***** Excerpted records *****

PR #2760, opened 2025-01-13
Add support for `org.apache.spark.sql.catalyst.expressions.Bin`

ustcfy:
Contribute to https://github.com/NVIDIA/spark-rapids/issues/11648

This PR adds support for `org.apache.spark.sql.catalyst.expressions.Bin`.
What it does is taking a `long` and outputting its binary representation.

### DIFF
--- a/src/main/cpp/src/cast_long_to_binary_string.cu
+++ b/src/main/cpp/src/cast_long_to_binary_string.cu
@@ -41,7 +41,7 @@ struct long_to_binary_string_fn {
     auto const value = d_longs.element<int64_t>(idx);
     char* d_buffer   = d_chars + d_offsets[idx];
     for (auto i = d_sizes[idx] - 1; i >= 0; --i) {
-      *d_buffer++ = '0' + ((value & (1LL << i)) >> i);
+      *d_buffer++ = '0' + ((value & (1UL << i)) >> i);
     }
   }
 
--- a/src/main/cpp/src/cast_long_to_binary_string.cu
+++ b/src/main/cpp/src/cast_long_to_binary_string.cu
@@ -41,9 +41,7 @@ struct long_to_binary_string_fn {
 
   __device__ cudf::size_type compute_output_size(LongType value)
   {
-    auto const size = 64 - __clzll(value);
-    // If the value is 0, the size should be 1
-    return size > 0 ? size : 1;
+    return max(64 - __clzll(value), 1);  // If the value is 0, the output size should be 1
   }
 
   __device__ void long_to_binary_string(cudf::size_type idx)
--- a/src/main/cpp/src/cast_long_to_binary_string.cu
+++ b/src/main/cpp/src/cast_long_to_binary_string.cu
@@ -41,7 +41,7 @@ struct long_to_binary_string_fn {
     auto const value = d_longs.element<int64_t>(idx);
     char* d_buffer   = d_chars + d_offsets[idx];
     for (auto i = d_sizes[idx] - 1; i >= 0; --i) {
-      *d_buffer++ = value & (1LL << i) ? '1' : '0';
+      *d_buffer++ = '0' + ((value & (1LL << i)) >> i);
     }
   }
 
--- a/src/main/cpp/src/cast_long_to_binary_string.cu
+++ b/src/main/cpp/src/cast_long_to_binary_string.cu
@@ -1,0 +1,120 @@
+/*
+ * Copyright (c) 2025, NVIDIA CORPORATION.
+ *
+ * Licensed under the Apache License, Version 2.0 (the "License");
+ * you may not use this file except in compliance with the License.
+ * You may obtain a copy of the License at
+ *
+ *     http://www.apache.org/licenses/LICENSE-2.0
+ *
+ * Unless required by applicable law or agreed to in writing, software
+ * distributed under the License is distributed on an "AS IS" BASIS,
+ * WITHOUT WARRANTIES OR CONDITIONS OF ANY KIND, either express or implied.
+ * See the License for the specific language governing permissions and
+ * limitations under the License.
+ */
+
+#include "cast_string.hpp"
+
+#include <cudf/column/column_device_view.cuh>
+#include <cudf/column/column_factories.hpp>
+#include <cudf/detail/null_mask.hpp>
+#include <cudf/detail/nvtx/ranges.hpp>
+#include <cudf/strings/detail/strings_children.cuh>
+#include <cudf/utilities/default_stream.hpp>
+#include <cudf/utilities/type_dispatcher.hpp>
+
+#include <rmm/cuda_stream_view.hpp>
+#include <rmm/exec_policy.hpp>
+
+namespace spark_rapids_jni {
+
+namespace detail {
+namespace {
+
+template <typename LongType>
+struct long_to_binary_string_fn {
+  cudf::column_device_view d_longs;
+  cudf::size_type* d_sizes;
+  char* d_chars;
+  cudf::detail::input_offsetalator d_offsets;
+
+  __device__ cudf::size_type compute_output_size(LongType value)
+  {
+    auto const size = 64 - __clzll(value);
+    // If the value is 0, the size should be 1
+    return size > 0 ? size : 1;
+  }
+
+  __device__ void long_to_binary_string(cudf::size_type idx)
+  {
+    auto const value = d_longs.element<LongType>(idx);
+    char* d_buffer   = d_chars + d_offsets[idx];
+    for (auto i = d_sizes[idx] - 1; i >= 0; --i) {
+      *d_buffer++ = value & (1LL << i) ? '1' : '0';
+    }
+  }
+
+  __device__ void operator()(cudf::size_type idx)
+  {
+    if (d_longs.is_null(idx)) {
+      if (d_chars == nullptr) { d_sizes[idx] = 0; }
+      return;
+    }
+    if (d_chars != nullptr) {
+      long_to_binary_string(idx);
+    } else {
+      d_sizes[idx] = compute_output_size(d_longs.element<LongType>(idx));
+    }
+  }
+};
+
+struct dispatch_long_to_binary_string_fn {
+  template <typename LongType, CUDF_ENABLE_IF(std::is_same_v<LongType, std::int64_t>)>
+  std::unique_ptr<cudf::column> operator()(cudf::column_view const& input,
+                                           rmm::cuda_stream_view stream,
+                                           rmm::device_async_resource_ref mr) const
+  {
+    auto const d_column = cudf::column_device_view::create(input, stream);
+
+    auto [offsets, chars] = cudf::strings::detail::make_strings_children(
+      long_to_binary_string_fn<LongType>{*d_column}, input.size(), stream, mr);
+
+    return cudf::make_strings_column(input.size(),
+                                     std::move(offsets),
+                                     chars.release(),
+                                     input.null_count(),
+                                     cudf::detail::copy_bitmask(input, stream, mr));
+  }
+
+  template <typename LongType, CUDF_ENABLE_IF(not std::is_same_v<LongType, std::int64_t>)>
+  std::unique_ptr<cudf::column> operator()(cudf::column_view const&,
+                                           rmm::cuda_stream_view,
+                                           rmm::device_async_resource_ref) const
+  {
+    CUDF_FAIL("Values for long_to_binary_string function must be a long type.");
+  }
+};
+
+}  // namespace
+
+std::unique_ptr<cudf::column> long_to_binary_string(cudf::column_view const& input,
+                                                    rmm::cuda_stream_view stream,
+                                                    rmm::device_async_resource_ref mr)
+{
+  if (input.is_empty()) return cudf::make_empty_column(cudf::type_id::STRING);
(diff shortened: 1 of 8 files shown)


src/main/cpp/src/cast_long_to_binary_string.cu
```diff
@@ -0,0 +1,120 @@
...
+ * See the License for the specific language governing permissions and
+ * limitations under the License.
+ */
+
+#include "cast_string.hpp"
+
+#include <cudf/column/column_device_view.cuh>
+#include <cudf/column/column_factories.hpp>
+#include <cudf/detail/null_mask.hpp>
+#include <cudf/detail/nvtx/ranges.hpp>
```
thirtiseven, line 22: Useless include (not sure)?

src/main/cpp/tests/cast_long_to_binary_string.cpp
```diff
@@ -0,0 +1,42 @@
...
+
+using namespace cudf;
+
+constexpr cudf::test::debug_output_level verbosity{cudf::test::debug_output_level::FIRST_ERROR};
+
+struct LongToBinaryStringTests : public cudf::test::BaseFixture {};
+
+TEST_F(LongToBinaryStringTests, FromLongToBinary)
+{
+  auto const longs = cudf::test::fixed_width_column_wrapper<int64_t>{0L, 1L, 10L, -0L, -1L};
```
thirtiseven, line 34: Could we add some edge case like null, LONG_MAX, LONG_MIN?

thirtiseven (commented):
LGTM, love to see some Java tests

src/main/cpp/tests/cast_long_to_binary_string.cpp
binmahone: do we have a test case at plugin level to make sure Bin(13.3) returns 1101 ?

src/main/cpp/src/cast_long_to_binary_string.cu
```diff
@@ -0,0 +1,120 @@
...
+  cudf::column_device_view d_longs;
+  cudf::size_type* d_sizes;
+  char* d_chars;
+  cudf::detail::input_offsetalator d_offsets;
+
+  __device__ cudf::size_type compute_output_size(LongType value)
+  {
+    auto const size = 64 - __clzll(value);
+    // If the value is 0, the size should be 1
+    return size > 0 ? size : 1;
```
thirtiseven, line 46: nit: we can first check if the value == 0 to save a `__clzll` call in this case.

src/main/cpp/tests/cast_long_to_binary_string.cpp
```diff
@@ -0,0 +1,42 @@
...
+
+  auto results = spark_rapids_jni::long_to_binary_string(longs, cudf::get_default_stream());
+
+  auto const expected = cudf::test::strings_column_wrapper{
+    "0", "1", "1010", "0", "1111111111111111111111111111111111111111111111111111111111111111"};
```
wjxiz1992, line 39: there you go: https://github.com/apache/spark/blob/master/sql/catalyst/src/test/scala/org/apache/spark/sql/catalyst/expressions/MathExpressionsSuite.scala#L470-L490.

src/main/cpp/tests/cast_long_to_binary_string.cpp
revans2: This is really a Spark test not a good test for binary ops. Spark only accepts a Long as the input to `bin`

https://github.com/apache/spark/blob/3569e768e657d4e28ee7520808ec910cdff2b099/sql/catalyst/src/main/scala/org/apache/spark/sql/catalyst/expressions/mathExpressions.scala#L1010

So any floating point input gets a cast to long inserted in before bin is called. So that test is really a test that Spark is doing the right thing. Even then it would probably be something that we would want to put in the integration tests if we did test it at all. 

Note that you can also pass in a string as an input and it will still try to cast it to a long before calling `bin`.

revans2 (dismissed):
The main thing for me is going to be performance. Do you have any numbers comparing the CPU to the GPU? If you want to wait for a plugin patch that is fine. But we need to do it somewhere.

src/main/cpp/src/cast_long_to_binary_string.cu
```diff
@@ -0,0 +1,120 @@
...
+#include <rmm/exec_policy.hpp>
+
+namespace spark_rapids_jni {
+
+namespace detail {
+namespace {
+
+template <typename LongType>
+struct long_to_binary_string_fn {
+  cudf::column_device_view d_longs;
```
sperlingxx, line 37: I don't think we have to copy the view. It seems all right if we just pass the pointer into the functor.

src/main/cpp/src/cast_long_to_binary_string.cu
```diff
@@ -0,0 +1,120 @@
...
+
+#include <rmm/cuda_stream_view.hpp>
+#include <rmm/exec_policy.hpp>
+
+namespace spark_rapids_jni {
+
+namespace detail {
+namespace {
+
+template <typename LongType>
```
sperlingxx, line 35: Is it really necessary to keep this template variable? Since the functor only supports `int64_t`

src/main/cpp/src/cast_long_to_binary_string.cu
```diff
@@ -0,0 +1,120 @@
...
+    // If the value is 0, the size should be 1
+    return size > 0 ? size : 1;
+  }
+
+  __device__ void long_to_binary_string(cudf::size_type idx)
+  {
+    auto const value = d_longs.element<LongType>(idx);
+    char* d_buffer   = d_chars + d_offsets[idx];
+    for (auto i = d_sizes[idx] - 1; i >= 0; --i) {
+      *d_buffer++ = value & (1LL << i) ? '1' : '0';
```
sperlingxx, line 54: `*d_buffer++ = '0' + ((value & (1LL << i)) >> i);` perhaps this approach is more efficient since it avoids branching, which might degrade performance on GPUs with warp divergence.

sperlingxx: But I am not sure if it is a good practice which is really effective. I would like to hear your opinions on this issue @res-life @ttnghia .

src/main/cpp/src/cast_long_to_binary_string.cu
```diff
@@ -0,0 +1,120 @@
...
+    }
+  }
+
+  __device__ void operator()(cudf::size_type idx)
+  {
+    if (d_longs.is_null(idx)) {
```
sperlingxx, line 60: NIT: Just some nice-to-have improvement, use `constexpr if` instead of `if` and add an extra template variable `nullable` for this functor. Because we already knew whether the column_view is nullable or NOT.

src/main/cpp/src/cast_long_to_binary_string.cu
thirtiseven: maybe `*d_buffer++ = '0' + ((value & (1LL << i)) != 0);`? It will be (very slightly) cheaper and easier to read.

sperlingxx: @thirtiseven 
Yes, this one is also a Branch-Free expression since the compiler shall use `setne` instruction avoids branching by directly setting a register based on the zero flag (ZF):
```assembly
cmp rax, 0
setne al
and al, 1
add eax, 48
```
The corresponding codes of my alternative would be translated into:
```assembly
sar     rax, cl
add     rax, 48
```

src/main/cpp/src/cast_long_to_binary_string.cu
```diff
@@ -0,0 +1,118 @@
...
+}
+
+}  // namespace detail
+
+// external API
+std::unique_ptr<cudf::column> long_to_binary_string(cudf::column_view const& input,
+                                                    rmm::cuda_stream_view stream,
+                                                    rmm::device_async_resource_ref mr)
+{
+  CUDF_FUNC_RANGE();
```
res-life, line 114: Assert input is long type here?

src/main/cpp/src/cast_long_to_binary_string.cu
revans2: But wouldn't that introduce thread divergence? I understand how that can be an advantage on a CPU, but I don't really see it on a GPU.

ustcfy: The PTX code translated from the code is as follows:
``` C++
auto const size = 64 - __clzll(value);
return size > 0 ? size : 1;

// PTX
clz.b64         %r1, %rd1;           // %r1: number of leading zeros in %rd1 (value)
mov.u32         %r2, 64;             // %r2: constant value 64
sub.s32         %r3, %r2, %r1;       // %r3: size = 64 - %r1
max.s32         %r4, %r3, 1;         // %r4: max(size, 1) , the return value
```
``` C++
if (!value) return 1;
return 64 - __clzll(value);

// PTX
setp.eq.s64     %p1, %rd1, 0;        // %p1: set to true if %rd1 (value) is zero
clz.b64         %r1, %rd1;           // %r1: number of leading zeros in %rd1 (value)
mov.u32         %r2, 64;             // %r2: constant value 64
sub.s32         %r3, %r2, %r1;       // %r3: size = 64 - %r1
selp.b32        %r4, 1, %r3, %p1;    // %r4: if %p1 is true, return 1; otherwise, return %r3 (final size)
```

thirtiseven: > But wouldn't that introduce thread divergence? I understand how that can be an advantage on a CPU, but I don't really see it on a GPU.

Yes, I was thinking there must be an if else to check size == 0 case so we can put it earlier than clz to save some calls without introducing new branch. But it looks like the compiler will optimise the `size > 0 ? size : 1;` to a `max.s32` so it's branch less then the original approach looks better in anyway.

ustcfy: I have now changed it to this:` return max(64 - __clzll(value), 1);`

res-life:
About the performance, we may try the following approach.
1.  Use warp level parallel, this means one warp(32 threads) handles a long value. Currently one thread handles a long value. 
2. Use unrolling approach:
```cpp
for (auto i = d_sizes[idx] - 1; i >= 0; --i) {
      *d_buffer++ = value & (1LL << i) ? '1' : '0';
```
==>>
```cpp
create a buffer in the stack:
char buf[64];

// totally have 64 lines:
buf[0] = value & (1LL << 0) ? '1' : '0';
buf[1] = value & (1LL << 1) ? '1' : '0';
buf[2] = value & (1LL << 2) ? '1' : '0';
...
buf[62] = value & (1LL << 62) ? '1' : '0';
buf[63] = value & (1LL << 63) ? '1' : '0';
// some of the above lines is useless, but keep them to avoid GPU divergence. 

// write out by 4 chars
num_chars = x
while(num_chars > 4) {
  int* d_int_buf = (int*)(d_buffer)
  int* int_buf = (int*)buf
  d_int_buf[i] = int_buf[i]
  num_chars -= 4
}
write out left chars

```

res-life:
I found an example, maybe it's useful:
```cpp
void intToBin(uint64_t i, char* out) {
	assert((out % sizeof(uint64_t)) == 0); // check alignment
	uint64_t zeros   = 0x3030303030303030ULL; // "00000000"
	uint64_t mask    = 0x0101010101010101ULL;
	uint64_t *out_64 = reinterprent_cast<uint64_t*>(out);

	uint64_t bit_index = 0;
	_BitScanForward64(&bit_index, i)
	i = i << bit_index;

	out_64[0] = zeros | _pdep_u64(i >> 56, mask);
	out_64[1] = zeros | _pdep_u64(i >> 48, mask);
	out_64[2] = zeros | _pdep_u64(i >> 40, mask);
	out_64[3] = zeros | _pdep_u64(i >> 32, mask);
	out_64[4] = zeros | _pdep_u64(i >> 24, mask);
	out_64[5] = zeros | _pdep_u64(i >> 16, mask);
	out_64[6] = zeros | _pdep_u64(i >>  8, mask);
	out_64[7] = zeros | _pdep_u64(i >>  0, mask);
	
	_BitScanReverse64(&bit_index, i)
	out[64 - bit_index] = '\0';
}
```

CUDA supports _pdep_u64

src/main/cpp/src/cast_long_to_binary_string.cu
ustcfy: > `*d_buffer++ = '0' + ((value & (1LL << i)) >> i);` perhaps this approach is more efficient since it avoids branching, which might degrade performance on GPUs with warp divergence.

Yes, this approach is more efficient.
image

ustcfy: > maybe `*d_buffer++ = '0' + ((value & (1LL << i)) != 0);`? It will be (very slightly) cheaper and easier to read.

This will generate the same PTX as my code.

revans2:
build

src/main/cpp/src/cast_long_to_binary_string.cu
ustcfy: > `*d_buffer++ = '0' + ((value & (1LL << i)) >> i);` perhaps this approach is more efficient since it avoids branching, which might degrade performance on GPUs with warp divergence.

Oh, there's a bug here when the highest bit is 1.

ustcfy:
build

thirtiseven (approved):

res-life (approved):
LGTM

PR #2763, opened 2025-01-14
Add zero copy data writer for kudo.

liurenjie1024:
1. Add `reserve` method in `DataWriter` so that kudo data writer could reserve memory before actual writing happens. This helps avoiding unnecessay allocation and copy.
2. Add `OpenByteArrayOutputStream` and its corresponding data writer. `OpenByteArrayOutputStream` could be used in customized shuffle manager to save memory.
3. Add `ByteArrayOutputStreamWriter` which helps saving memory copy without introducing any changes to shuffle manager.

### DIFF
--- a/src/main/java/com/nvidia/spark/rapids/jni/kudo/OpenByteArrayOutputStream.java
+++ b/src/main/java/com/nvidia/spark/rapids/jni/kudo/OpenByteArrayOutputStream.java
@@ -1,0 +1,131 @@
+/*
+ * Copyright (c) 2025, NVIDIA CORPORATION.
+ *
+ * Licensed under the Apache License, Version 2.0 (the "License");
+ * you may not use this file except in compliance with the License.
+ * You may obtain a copy of the License at
+ *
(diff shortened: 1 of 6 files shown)


src/main/java/com/nvidia/spark/rapids/jni/kudo/OpenByteArrayOutputStream.java
```diff
@@ -0,0 +1,131 @@
...
+  }
+
+  /**
+   * Increases the capacity if necessary to ensure that it can hold
+   * at least the number of elements specified by the minimum
+   * capacity argument.
+   *
+   * <br/>
+   *
+   * This code is copied from jdk's implementation.
```
binmahone, line 73: should we state at the begining of the class that most of the class code is copied from jdk, and highlight what is added on ? for both copywrite and mainenance considerations

binmahone (commented):
LGTM

sameerz:
Closing this PR as will not merge.  @liurenjie1024 please redo without GPL code.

*****

* Description of the task
Pull every line containing "plugin" from the data.

* Response below
binmahone: do we have a test case at plugin level to make sure Bin(13.3) returns 1101 ?
The main thing for me is going to be performance. Do you have any numbers comparing the CPU to the GPU? If you want to wait for a plugin patch that is fine. But we need to do it somewhere.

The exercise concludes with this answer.